Lucas Reis é graduando em Cinema e Audiovisual pela Universidade Federal Fluminense (UFF) e, desde o início de sua trajetória acadêmica, pensa inter-relações entre cinema e quadrinhos, especialmente na área de educação. Atualmente produz críticas cinematográficas para as revistas Janela e Ganga Bruta.

Por Lucas Reis

Durante a década de 1960, houve a ascensão dos quadrinhos underground nos Estados Unidos. Em uma época de florescimento da contracultura, a política e a arte do país sofreram abalos, e produções que antes eram relegadas a um pequeno público passaram a ter mais visibilidade. O movimento hippie - que questionava ações militares dos Estados Unidos e defendia um modo de vida mais próximo da natureza e distante do padrão burguês - crescia, especialmente entre os jovens. Um festival como Woodstock conduzia uma multidão para shows de rock e um consumo desenfreado de drogas e filmes, como Bonnie e Clyde - Uma Rajada de Balas (Arthur Penn, 1967), que narra o romance de um casal de criminosos durante a Grande Depressão, e Sem Destino (Dennis Hopper, 1969), sobre dois traficantes que cortavam as estradas do país em suas motocicletas, faziam um enorme sucesso de público que se identificavam mais com aqueles personagens do que em filmes já datados, como A Noviça Rebelde (Robert Wise, 1965) ou Alfie (Lewis Gilbert, 1966), mas que ainda concorriam nas grandes premiações do cinema como o Oscar e o Globo de Ouro.

Sem Destino: dispensa apresentações

As mudanças agudas no consumo dos produtos culturais nos Estados Unidos também impactou as histórias em quadrinhos. Em uma década que os valores dominantes foram intensamente questionados, autores como Robert Crumb, Gilbert Shelton e Harvey Pekar foram importantes para disseminar narrativas distantes do mundo de fantasia dos super-heróis que tomavam conta dos quadrinhos mainstream. Muitos leitores se interessavam menos por quadrinhos fantasiosos de vigilantes mascarados e mais por histórias marcadas pela rebeldia e por subverter a lógica das narrativas tradicionais e dos aparelhos estatais, especialmente o american way of life, que passava a ser questionado por grupos que não se encantavam por um padrão de vida ditado pelo governo. Até então se vendia a ideia de que, com trabalho árduo e determinação, qualquer pessoa, independente do seu passado, teria condições de uma vida confortável no futuro. 

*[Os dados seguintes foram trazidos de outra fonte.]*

PR #506, opened 2026-08-07
chore: consolidate health, reliability, and latency work

### LINKED ISSUE #340: Transform: reduce end-to-end latency (warm-on-arm, skip AX retry on browsers, token streaming)

### LINKED ISSUE #384: Audio: dictation status lingers at Processing after a timed-out Stopping teardown

### LINKED ISSUE #388: Audio: blocked recovery is a dead end — stuck stream_build leaves app in Recovering until restart (and restart doesn't help)
## Summary

When the Core Audio HAL call inside the `stream_build` phase (cpal `build_input_stream`) never returns, the #380 audio lifecycle supervisor enters **Recovering and can never leave it**. Recovery only exits when the worker thread joins (`finish_attempt` in `audio_lifecycle.rs` — triggered by `ThreadExited`), the worker is stuck in an uncancellable FFI call, and every new start is rejected with `AudioRecovering`. The app stays wedged on "Recovering microphone…" until the app is restarted — and on a machine whose audio stack is wedged system-wide, the next attempt hangs identically, so the in-app guidance ("Restarting Murmur clears this attempt") never actually gets the user back to a working state.

Observed in the field on a MacBook Air running 0.22.1 (auto-updated from 0.21.3 mid-log). Not a regression introduced by #380: the same machine showed the same underlying HAL failure on 0.21.3 (5s init timeouts, a 14s "recording" that captured 0 samples, 9.6s teardown, and a stranded stream build that returned ~6.5 minutes later with "device no longer available"). #380 made the failure visible and contained — but also terminal.

## Evidence (user log, redacted)

**On 0.21.3 (before update) — the HAL was already sick:**

```
19:06:50.046 start_native_recording: device=MacBook Air Microphone recording_id=1
19:06:55.048 ERROR start_native_recording: audio failed: Audio thread failed to initialize within timeout

19:11:58.338 start_native_recording: device=MacBook Air Microphone recording_id=2
19:12:01.684 run_audio_capture ...                      <- stream build took 3.3s
19:12:15.764 stop_recording: raw_samples=0, wall_secs=14.1, audio_secs=0.0
19:12:15.764 audio teardown + resample: 9.634583916s    <- 0 samples in 14s, 9.6s teardown

19:12:19.491 start_native_recording: recording_id=3
19:12:24.493 ERROR ... failed to initialize within timeout
19:12:29.988 run_audio_capture ...                      <- stranded build appeared 10.5s in
19:19:06.389 ERROR Audio capture error: Failed to build stream: The requested device is
             no longer available.                       <- ~6.5 MINUTES after the attempt
```

**On 0.22.1 (after update) — every attempt hangs in `stream_build`, recovery never exits:**

```
13:34:57.353 audio initialization phase entered  {phase:"device_enumeration"}   (106ms, fine)
13:34:57.459 audio initialization phase entered  {phase:"config_lookup"}        (12ms, fine)
13:34:57.472 audio initialization phase entered  {phase:"stream_build"}         <- never exits
13:35:02.357 WARN audio initialization still connecting {elapsed_ms:5005}
13:35:27.354 audio attempt entering recovery {cancellation_reason:"hard_deadline"}
13:35:27.354 ERROR audio initialization failed {"Microphone initialization exceeded the 30 second deadline"}
13:35:37.354 WARN audio recovery remains blocked
             ... (Recovering forever; all subsequent starts rejected until app restart)
```

The user restarted the app 4 times across the log; each fresh launch reaches `stream_build`, hangs, and re-enters the same terminal Recovering state (some via the 30s hard deadline, some via user cancellation — same outcome).

Corroborating system-wide wedge: one launch's Core ML model load took **30,967ms** (`model_prepare_complete load_ms=30967`) vs ~100–200ms on every other launch in the same log.

## Why it's stuck (code path)

- `stream_build` runs cpal `build_input_stream` — a blocking, uncancellable Core Audio HAL call.
- Cancellation (user or hard-deadline) moves the attempt to `AttemptPhase::Recovering`.
- Recovering exits only via `AudioWorkerEvent::ThreadExited` → `finish_attempt` → `handle.join()`.
- While the attempt exists, `start` returns `AudioStartError::AudioRecovering` — by design (#380: no overlapping owners).
- If the HAL call never returns, the worker never exits, recovery never finishes, and the pipeline is bricked until restart.

## Proposed direction

1. **Bounded orphan-after-deadline (preferred):** after N seconds of blocked recovery (e.g. 60s), mark the generation dead, leak the stuck worker thread, and return to Idle so a fresh attempt is possible. The #380 machinery already suppresses late readiness and late samples from cancelled generations, and a Stop command is queued for the zombie; the residual risk is a transiently duplicated HAL stream if the zombie eventually wakes. This is the pre-#380 detach re-admitted — but explicit, bounded, logged, and once per generation.
2. **Escalated wedged-audio guidance:** when blocked recovery persists (or recurs across launches), tell the truth the current banner can't: "macOS audio appears stuck system-wide — check other audio software (virtual/aggregate devices), or reboot." Restarting Murmur alone does not help in this state.
3. Do both: orphaning restores in-app recoverability; guidance covers the case where the whole HAL is wedged and any retry will hang too.

## Related

- #380 — introduced the single-owner supervisor and the Recovering state (this issue is a designed-in corner of it, not a regression).
- #384 — status lingers at Processing after a timed-out Stopping teardown. Same family: uncancellable Core Audio call vs. single-owner join. Consider resolving both with one design decision.

### LINKED ISSUE #439: Harden updater state ownership and release-manifest policy

### LINKED ISSUE #446: Audio: surface an on-device capture-health signal when the primary backend chronically fails over
## Context

The v0.25.0 latency incident (fixed by #445) ran unnoticed across four installed versions: AUHAL hung in `AudioOutputUnitStart` on every recording, the bounded fallback made recordings *succeed* after ~8.4s, and nothing watched the numbers. The app had the evidence by recording #2 of the first affected session — `startup_ms`, winning backend, and fallback occurrence are all recorded per run in `performance_metrics/`.

## Proposal

Add a small judgment layer on top of existing measurements, surfaced through the existing health plumbing (`usePerformanceHealth`, Settings → Performance):

- Flag when the last N recordings (e.g. 5) all required primary-backend fallback before first PCM, or when rolling p50 `startup_ms` exceeds a threshold (~2s).
- The #445 session memo is a free signal: "memo promoted the fallback backend at first PCM" recurring across many app launches = chronic primary-backend failure worth telling the user about.
- Presentation: a health line in the Performance page (and optionally a one-time notice), naming the degraded backend and the observed startup cost. No restart advice (a coreaudiod wedge survives restarts — see docs/draft incident notes).

## Constraints

- Pure read-side aggregation over data already collected; no new capture-path behavior.
- Privacy: thresholds and backend names only — no device labels/UIDs, matching existing telemetry rules.

Related: #430 (on-device cross-version latency comparison), #445 (session backend memo).

### LINKED ISSUE #447: Telemetry: scheduled regression watch over shipped capture-startup metrics
## Context

The v0.25.0 incident (#445) was diagnosed by hand-grepping one shipped `events.jsonl`. The log shipper already centralizes these files; what's missing is anything that reads them on a schedule. v0.24.2 shipped an install with *zero* ready recordings and no one knew until a debugging session days later.

## Proposal

A scheduled job (cron routine / fleet agent) on the log-receiver side that periodically aggregates, per install and per app version:

- `startup_ms` percentiles from `audio readiness accepted`
- counts of `capture backend exceeded its active initialization budget`, split by `backend` and (post-#445) `last_setup_step` — the step histogram names the hanging native Core Audio call directly
- fallback frequency (`trying bounded fallback`) and both-backends-failed events
- ready-recordings-per-session (zero across a session = the v0.24.2 total-failure signature)

Alert on version-over-version regression (e.g. a new version's p50 startup > 2× the prior version's for the same install) and on any install with repeated zero-ready sessions.

## Constraints

- Shipped logs are already privacy-stripped; the watch adds aggregation only, no new collected fields.

Related: #434 (persist shipped logs in SQLite + dashboard search — that store would be the natural query substrate for this watch), #430, #445.

### LINKED ISSUE #476: Audio: stop spawning a capture helper every 60 s from the log shipper

### LINKED ISSUE #477: CI: make ci-pass an honest required check

### LINKED ISSUE #478: Capture worker: unit-test the pure framing and ring-buffer logic

### LINKED ISSUE #479: CI: add dependency vulnerability scanning (cargo audit, npm audit)

### LINKED ISSUE #480: Settings: migrate the stale 50 ms auto-paste delay to the 0 ms default

### LINKED ISSUE #481: Repo: land the unpushed work, prune merged branches, decide the open PRs

### LINKED ISSUE #482: CI: clear the clippy baseline and gate on it with a pinned toolchain

### LINKED ISSUE #483: CI: adopt rustfmt with a one-shot format and .git-blame-ignore-revs

### LINKED ISSUE #484: Release: cut CHANGELOG version sections as part of the release process

### LINKED ISSUE #485: Docs: close the reference drift and check command count in CI

georgenijo:
## Outcome

This is the single cumulative replacement for #505, #489, #490, #491, #492, and #495. It combines the completed codebase health sweep with the reliability and transform-latency queue on top of the sweep's final repo-wide rustfmt commit.

## Included work

- Health sweep: CI/runtime hygiene, capture-helper hardening, paste-delay migration, rustfmt, and strict Clippy coverage (#439, #476–#485).
- Reliability: recover from stuck stream construction (#388), clear Processing after late teardown (#384), surface chronic capture failover on device (#446), and schedule capture-startup regression watches (#447).
- Speed: warm transform on arm, skip browser AX retry, and stream rewrite tokens into the review experience (#340).
- Integration-only reconciliation: rustfmt of the post-sweep audio cherry-pick plus two Rust 1.96 lint fixes.

## Validation

- `cargo fmt --all -- --check`
- `cargo clippy --all-targets -- -D warnings`
- `cargo check --all-targets`
- `cargo test -- --test-threads=1`
- `npx tsc --noEmit`
- `npm test` — 72 files, 672 tests
- `python3 -m unittest discover -s tests` — 126 tests

Closes #439
Closes #476
Closes #477
Closes #478
Closes #479
Closes #480
Closes #481
Closes #482
Closes #483
Closes #484
Closes #485
Closes #388
Closes #384
Closes #446
Closes #447
Closes #340

Reliability umbrella: #486
Speed umbrella: #487


georgenijo:
Integration receipt: Fleet-synced the clean MacBook checkout to head 223f3e5, rebuilt npm dependencies and all bundled helpers, and launched the detached Tauri dev app. Vite is listening on localhost:1420 and target/debug/ui is running. Full GitHub CI is green.

georgenijo:
MacBook dev-launch correction: direct Fleet/SSH process ancestry caused macOS TCC to attribute the capture worker to sshd and deny microphone access after the first PCM frames. Relaunched the same clean head through the logged-in Terminal.app session, initiated via Fleet. TCC now attributes the worker to com.apple.Terminal and returns authValue=2 (allowed); Vite and target/debug/ui are healthy. No source delta was required.

georgenijo:
Notch overlay follow-up: fixed the macOS 26 Stage Manager failure where the layer-25 overlay remained attached to Murmur’s previous app set. The native overlay now opts into CanJoinAllApplications in addition to all-Spaces, full-screen auxiliary, stationary, and cycle-exclusion behavior. Verified on the fleet MacBook at 9b5a4ec: while another Stage Manager set was active, WindowServer reported the 257×33 overlay at (627,0), layer 25, kCGWindowIsOnscreen=1. Full local validation passed: cargo fmt/check/test/clippy, TypeScript, and 72 Vitest files / 672 tests.

PR #527, opened 2026-08-11
CI: smoke capture worker to first PCM

### LINKED ISSUE #448: CI: native capture-worker smoke to first PCM on a self-hosted mac runner
## Context

The scariest regression class in the capture path is one that breaks AUHAL on healthy machines and hides behind the CPAL fallback — recordings still succeed, unit tests still pass, and only startup latency changes. The bundled `scripts/smoke_test_capture_worker.py` stops at the `streamOpen` phase, before any real Core Audio work. During #445 review a deeper smoke was written (session scratchpad) that drives the worker through a full `start` on each backend to first PCM, asserting per-native-call setup-step order and balance.

## Proposal

- Promote the deep smoke into `scripts/` (extend or replace `smoke_test_capture_worker.py`): hello → start(auhal) → assert setup steps `device_resolution … stream_start` entered+completed in order → ≥3 PCM frames → stop/stopped; repeat for cpal. Assert a startup-time bound (e.g. first PCM < 2s) so latency regressions fail loudly.
- Run it as a CI job on a self-hosted macOS runner (the mac mini) on capture-path changes (`sidecars/capture/**`, `crates/capture-helper-protocol/**`, `src/audio*.rs`).
- **Prerequisite:** a stable audio input on the runner. The mini's only input today is a Continuity iPhone mic that goes zombie (listed by CoreAudio, fails `default_input_config`/`set_input_callback`) — observed 2026-08-04, identically on pre- and post-#445 workers. Install a virtual device (e.g. BlackHole 2ch) and target it explicitly by UID so the smoke is deterministic.
- TCC note: the runner context needs a persisted microphone grant (or the virtual device, which avoids TCC entirely — verify).

## Constraints

- Smoke must keep the worker's bounded/killable contract: hard timeout + kill on hang, nonzero exit.
- No PCM content leaves the runner; assert on counts/timings only.

Related: #445, #436.

georgenijo:
## Summary
- extend the production-v3 worker smoke with explicit-device AUHAL and CPAL runs through first PCM, three PCM frames, and graceful stop
- assert exact native setup-step ordering, a two-second first-PCM bound, frame sequencing, and hard process-group termination without decoding or exporting PCM
- gate capture-path changes on a labeled self-hosted Apple Silicon macOS audio runner and protect the workflow contract with mutation tests

## Test plan
- [x] `cd app/src-tauri && cargo check`
- [x] `cd app/src-tauri && cargo test -- --test-threads=1`
- [x] `cd app && npx tsc --noEmit`
- [x] `cd app && npm test -- --run` (697 tests)
- [x] Python workflow/smoke/policy suite (123 tests)
- [x] real capture-worker protocol-only smoke
- [ ] native AUHAL + CPAL first-PCM smoke — awaiting runner prerequisites below
- [x] Murmur Bench: N/A — this PR changes only CI/smoke infrastructure and does not change recognition, delivered text, model runtime, VAD, or production capture behavior

## Runner prerequisite receipt

As of 2026-08-11, the repository reports zero registered self-hosted runners and has no `MURMUR_CAPTURE_DEVICE_UID` repository variable. The current Mac mini exposes no audio input in `system_profiler`, has no BlackHole installation, and the worker fails closed with `noInputDevice` / `retainedSamples: 0` for an explicit unavailable UID.

To make this check green, register the Mac with the standard `self-hosted`, `macOS`, and `ARM64` labels plus `murmur-audio`; install/configure a stable virtual input; and set `MURMUR_CAPTURE_DEVICE_UID` to its Core Audio UID. The job then verifies both AUHAL and CPAL against that exact input without retaining or uploading PCM content.

Closes #448

### DIFF
--- a/.github/workflows/ci.yml
+++ b/.github/workflows/ci.yml
@@ -17,6 +17,7 @@ jobs:
       frontend: ${{ steps.filter.outputs.frontend }}
       rust: ${{ steps.filter.outputs.rust }}
       github: ${{ steps.filter.outputs.github }}
+      capture: ${{ steps.filter.outputs.capture }}
     steps:
       - uses: actions/checkout@v4
 
@@ -63,6 +64,13 @@ jobs:
               - 'tests/test_capture_agent_matrix.py'
               - 'tests/test_capture_worker_smoke.py'
               - 'tests/test_log_receiver.py'
+            capture:
+              - 'app/src-tauri/sidecars/capture/**'
+              - 'app/src-tauri/crates/capture-helper-protocol/**'
+              - 'app/src-tauri/src/audio*.rs'
+              - 'scripts/smoke_test_capture_worker.py'
+              - 'tests/test_capture_worker_smoke.py'
+              - '.github/workflows/ci.yml'
 
       - name: Validate workflow policy
         run: |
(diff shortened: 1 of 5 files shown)


georgenijo:
Closing for now because the dedicated `murmur-audio` self-hosted macOS runner and stable `MURMUR_CAPTURE_DEVICE_UID` are not provisioned, leaving the required native capture check permanently queued. We can revisit the first-PCM gate when that infrastructure has an owner and is ready to operate.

Shelton: no caminho entre a contracultura e a autobiografia em quadrinhos

Sacco: pioneiro no jornalismo em quadrinhos

Uma característica comum dos quadrinhos underground era a autorreferencialidade, ou seja, os autores como próprios personagens de suas obras assumindo um tom autorreflexivo ou biográfico. Aqui no Brasil, por exemplo, Angeli assumiu essas influências e costumeiramente se colocava como personagem de suas próprias histórias. Inclusive, em um arco famoso, o autor “adentrou” sua narrativa para matar a personagem Rê Bordosa, que fazia muito sucesso na época. Nos Estados Unidos, Joe Sacco utilizou da influência dos autores underground para produzir seus trabalhos. O livro O Derrotista, publicado no Brasil, que compila alguns de seus trabalhos entre 1988 a 1992 para a revista Yahoo, carrega esses traços e a metanarrativa permeia todas as histórias. Ainda não são os trabalhos que deixaram o autor mais conhecido, ao fazer grandes panoramas sobre regiões em guerra e se utilizando da linguagem dos quadrinhos, como no clássico Notas Sobre Gaza. Em O Derrotista, estamos diante de um estudante de jornalismo e suas desventuras para comer um bom bife e que comenta cheio de deboche sua categoria de “maior autor de história em quadrinhos do mundo”, mesmo que ninguém saiba disso. Em 1993, contudo, Sacco lança o primeiro volume de um trabalho que muda o seu patamar como autor de histórias em quadrinhos: Palestina - uma nação ocupada, em que trabalhou de 1993 a 1995 e foi compilada em livro em 1996. Nessa história, o autor faz uma investigação profunda dos habitantes da Palestina através de entrevistas com diversas pessoas de diferentes classes sociais e posições de poder que estavam naquele território em conflito.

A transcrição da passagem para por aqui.